DESCRIPTION OF THE TASK
Where the listing below reaches the line containing "PR #333, opened 2025-01-10", start writing out lines exactly, and stop once the line containing "Good catch, thanks :)" has been written.

TASK DATA
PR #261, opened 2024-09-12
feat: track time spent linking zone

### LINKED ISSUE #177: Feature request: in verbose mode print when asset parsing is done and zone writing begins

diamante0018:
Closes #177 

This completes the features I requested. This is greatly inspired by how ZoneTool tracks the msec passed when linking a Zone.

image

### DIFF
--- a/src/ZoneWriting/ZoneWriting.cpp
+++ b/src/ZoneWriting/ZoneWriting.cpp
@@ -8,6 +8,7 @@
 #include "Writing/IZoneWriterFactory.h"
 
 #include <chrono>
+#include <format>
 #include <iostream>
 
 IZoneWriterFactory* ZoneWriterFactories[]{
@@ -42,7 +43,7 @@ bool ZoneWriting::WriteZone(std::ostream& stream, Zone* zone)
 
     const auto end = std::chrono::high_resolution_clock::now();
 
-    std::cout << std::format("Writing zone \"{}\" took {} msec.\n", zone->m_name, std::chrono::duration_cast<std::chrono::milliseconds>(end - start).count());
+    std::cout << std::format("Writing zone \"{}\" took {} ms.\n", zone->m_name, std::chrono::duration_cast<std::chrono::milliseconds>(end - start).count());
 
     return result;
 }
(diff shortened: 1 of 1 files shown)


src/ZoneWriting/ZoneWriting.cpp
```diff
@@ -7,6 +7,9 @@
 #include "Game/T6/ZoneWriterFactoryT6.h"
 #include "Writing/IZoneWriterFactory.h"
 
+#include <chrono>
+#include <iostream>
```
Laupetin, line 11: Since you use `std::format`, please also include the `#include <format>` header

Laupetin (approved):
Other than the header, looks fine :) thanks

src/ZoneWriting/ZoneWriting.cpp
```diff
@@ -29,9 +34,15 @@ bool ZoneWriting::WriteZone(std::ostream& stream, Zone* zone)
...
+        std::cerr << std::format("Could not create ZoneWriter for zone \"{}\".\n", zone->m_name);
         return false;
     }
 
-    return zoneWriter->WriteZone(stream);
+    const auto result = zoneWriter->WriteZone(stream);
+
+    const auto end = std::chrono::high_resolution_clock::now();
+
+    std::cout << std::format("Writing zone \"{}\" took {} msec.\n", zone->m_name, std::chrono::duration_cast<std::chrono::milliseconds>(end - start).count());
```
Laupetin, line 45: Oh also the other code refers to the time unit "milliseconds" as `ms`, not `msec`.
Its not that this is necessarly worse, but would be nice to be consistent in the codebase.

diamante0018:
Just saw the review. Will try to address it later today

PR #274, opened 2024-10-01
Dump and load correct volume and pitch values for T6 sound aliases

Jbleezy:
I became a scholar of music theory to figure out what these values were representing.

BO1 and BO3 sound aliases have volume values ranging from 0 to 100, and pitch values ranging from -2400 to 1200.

---

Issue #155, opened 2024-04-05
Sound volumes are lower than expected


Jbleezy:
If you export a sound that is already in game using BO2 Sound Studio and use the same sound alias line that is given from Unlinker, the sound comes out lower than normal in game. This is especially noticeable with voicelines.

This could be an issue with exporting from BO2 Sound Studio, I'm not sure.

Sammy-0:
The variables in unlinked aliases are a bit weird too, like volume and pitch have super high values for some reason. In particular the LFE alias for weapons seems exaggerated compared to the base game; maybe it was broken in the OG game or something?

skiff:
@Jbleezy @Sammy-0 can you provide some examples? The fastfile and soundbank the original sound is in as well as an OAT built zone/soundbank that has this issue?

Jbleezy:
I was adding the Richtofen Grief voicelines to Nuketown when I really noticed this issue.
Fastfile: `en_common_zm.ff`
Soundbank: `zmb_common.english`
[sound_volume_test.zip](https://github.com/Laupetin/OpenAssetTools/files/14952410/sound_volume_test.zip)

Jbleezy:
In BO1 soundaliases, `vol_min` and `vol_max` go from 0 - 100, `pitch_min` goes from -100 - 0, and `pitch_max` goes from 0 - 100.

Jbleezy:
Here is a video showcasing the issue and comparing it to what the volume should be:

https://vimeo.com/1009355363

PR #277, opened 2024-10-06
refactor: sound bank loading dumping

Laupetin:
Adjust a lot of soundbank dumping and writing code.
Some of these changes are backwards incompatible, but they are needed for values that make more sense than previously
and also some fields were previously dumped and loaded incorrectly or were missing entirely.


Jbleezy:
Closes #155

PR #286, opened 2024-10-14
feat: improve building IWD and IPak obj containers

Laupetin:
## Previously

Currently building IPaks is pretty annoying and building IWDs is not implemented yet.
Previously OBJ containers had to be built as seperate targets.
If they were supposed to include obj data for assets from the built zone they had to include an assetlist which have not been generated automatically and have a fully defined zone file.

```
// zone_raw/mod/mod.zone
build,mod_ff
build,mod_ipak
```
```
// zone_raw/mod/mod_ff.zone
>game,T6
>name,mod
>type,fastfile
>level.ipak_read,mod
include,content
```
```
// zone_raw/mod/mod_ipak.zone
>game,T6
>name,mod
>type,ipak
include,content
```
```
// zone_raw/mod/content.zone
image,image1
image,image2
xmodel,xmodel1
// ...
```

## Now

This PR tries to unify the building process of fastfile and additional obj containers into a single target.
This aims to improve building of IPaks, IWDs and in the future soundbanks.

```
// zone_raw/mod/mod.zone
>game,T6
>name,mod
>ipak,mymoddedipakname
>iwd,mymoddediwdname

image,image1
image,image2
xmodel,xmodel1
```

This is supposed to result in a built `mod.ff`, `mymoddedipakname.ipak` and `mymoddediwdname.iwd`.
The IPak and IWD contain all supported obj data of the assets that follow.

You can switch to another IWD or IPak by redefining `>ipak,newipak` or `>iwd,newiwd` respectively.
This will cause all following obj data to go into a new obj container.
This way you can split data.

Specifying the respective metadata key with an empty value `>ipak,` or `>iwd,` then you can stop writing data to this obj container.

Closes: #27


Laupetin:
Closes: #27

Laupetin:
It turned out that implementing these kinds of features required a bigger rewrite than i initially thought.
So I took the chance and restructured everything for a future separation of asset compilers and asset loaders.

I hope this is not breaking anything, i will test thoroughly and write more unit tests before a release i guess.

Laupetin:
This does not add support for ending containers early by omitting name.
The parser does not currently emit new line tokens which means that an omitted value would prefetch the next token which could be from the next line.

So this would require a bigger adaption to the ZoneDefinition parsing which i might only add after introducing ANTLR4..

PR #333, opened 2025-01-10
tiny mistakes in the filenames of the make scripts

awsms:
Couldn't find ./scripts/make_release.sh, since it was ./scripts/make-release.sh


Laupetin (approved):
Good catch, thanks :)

* * *

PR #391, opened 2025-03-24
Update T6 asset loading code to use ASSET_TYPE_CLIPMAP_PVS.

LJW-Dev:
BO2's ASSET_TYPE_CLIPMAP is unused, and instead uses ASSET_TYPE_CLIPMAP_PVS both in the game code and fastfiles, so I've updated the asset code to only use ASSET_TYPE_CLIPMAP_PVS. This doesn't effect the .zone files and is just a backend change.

WRITTEN RESPONSE
PR #333, opened 2025-01-10
tiny mistakes in the filenames of the make scripts

awsms:
Couldn't find ./scripts/make_release.sh, since it was ./scripts/make-release.sh


Laupetin (approved):
Good catch, thanks :)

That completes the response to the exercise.